Download or read book The Maize Genome written by Jeffrey Bennetzen and published by Springer. This book was released on 2018-11-24 with total page 390 pages. Available in PDF, EPUB and Kindle. Book excerpt: This book discusses advances in our understanding of the structure and function of the maize genome since publication of the original B73 reference genome in 2009, and the progress in translating this knowledge into basic biology and trait improvement. Maize is an extremely important crop, providing a large proportion of the world’s human caloric intake and animal feed, and serving as a model species for basic and applied research. The exceptionally high level of genetic diversity within maize presents opportunities and challenges in all aspects of maize genetics, from sequencing and genotyping to linking genotypes to phenotypes. Topics covered in this timely book range from (i) genome sequencing and genotyping techniques, (ii) genome features such as centromeres and epigenetic regulation, (iii) tools and resources available for trait genomics, to (iv) applications of allele mining and genomics-assisted breeding. This book is a valuable resource for researchers and students interested in maize genetics and genomics.

Download or read book Handbook of Maize Its Biology written by Jeff L. Bennetzen and published by Springer Science & Business Media. This book was released on 2008-12-25 with total page 593 pages. Available in PDF, EPUB and Kindle. Book excerpt: Handbook of Maize: Its Biology centers on the past, present and future of maize as a model for plant science research and crop improvement. The book includes brief, focused chapters from the foremost maize experts and features a succinct collection of informative images representing the maize germplasm collection.

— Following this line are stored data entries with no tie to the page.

Issue #6544, opened 2021-01-18
ANSSI BP-028 (high) and ANSSI DAT-BP28 (high) - sudo issue after kickstart installation


mildas:
#### Description of problem:
It is not possible to run `sudo` on a machine that was installed using ANSSI BP-028 (high) kickstart.

#### SCAP Security Guide Version:
6013bc0

#### Operating System Version:
RHEL 7, RHEL 8

#### Steps to Reproduce:

1. Install a machine using ANSSI BP-028 (high) or ANSSI DAT-BP28 (high) kickstart
2. Connect to the machine and run e.g. `sudo ls`

#### Actual Results:
`sudo: /usr/bin/sudo must be owned by uid 0 and have the setuid bit set`

#### Expected Results:
Output from a command

#### Additional Information:
I suspect these two rules
- ~~sudoers_explicit_command_args~~
- ~~sudoers_no_root_target~~

because they are also failing when the profile is tested using `test_suite.py profile` - they don't come with remediation, failure is expected in this test.

mildas:
Fixed, thank you @yuumasato

PR #6556, opened 2021-01-22
Drop remediation for sudo_dedicated_group

yuumasato:
#### Description:

- Drop remediation for `sudo_dedicated_group`
  The rule cannot be simply remediated without admin preparation first.

#### Rationale:

- This rule combined with no root login can prevent all users from getting adminitrative privileges.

Download or read book Specialty Corns written by Arnel R. Hallauer and published by CRC Press. This book was released on 2000-08-23 with total page 492 pages. Available in PDF, EPUB and Kindle. Book excerpt: Completely revised and updated, the Second Edition of Specialty Corns includes everything in the first edition and more. Considered the standard in this field, significant changes have been made to keep all the information current and bring the references up-to-date. Two new chapters have been added to keep up with the latest trends: Blue Corn and

Download or read book Manual on MUTATION BREEDING THIRD EDITION written by Food and Agriculture Organization of the United Nations and published by Food & Agriculture Org.. This book was released on 2018-10-09 with total page 319 pages. Available in PDF, EPUB and Kindle. Book excerpt: This paper provides guidelines for new high-throughput screening methods – both phenotypic and genotypic – to enable the detection of rare mutant traits, and reviews techniques for increasing the efficiency of crop mutation breeding.

Download or read book Handbook of Maize written by Jeff L. Bennetzen and published by Springer Science & Business Media. This book was released on 2009-01-16 with total page 785 pages. Available in PDF, EPUB and Kindle. Book excerpt: Maize is one of the world’s highest value crops, with a multibillion dollar annual contribution to agriculture. The great adaptability and high yields available for maize as a food, feed and forage crop have led to its current production on over 140 million hectares worldwide, with acreage continuing to grow at the expense of other crops. In terms of tons of cereal grain produced worldwide, maize has been number one for many years. Moreover, maize is expanding its contribution to non-food uses, including as a major source of ethanol as a fuel additive or fuel alternative in the US. In addition, maize has been at the center of the transgenic plant controversy, serving as the first food crop with released transgenic varieties. By 2008, maize will have its genome sequence released, providing the sequence of the first average-size plant genome (the four plant genomes that are now sequenced come from unusually tiny genomes) and of the most complex genome sequenced from any organism. Among plant science researchers, maize has the second largest and most productive research community, trailing only the Arabidopsis community in scale and significance. At the applied research and commercial improvement levels, maize has no peers in agriculture, and consists of thousands of contributors worthwhile. A comprehensive book on the biology of maize has not been published. The "Handbook of Maize: the Genetics and Genomics" center on the past, present and future of maize as a model for plant science research and crop improvement. The books include brief, focused chapters from the foremost maize experts and feature a succinct collection of informative images representing the maize germplasm collection.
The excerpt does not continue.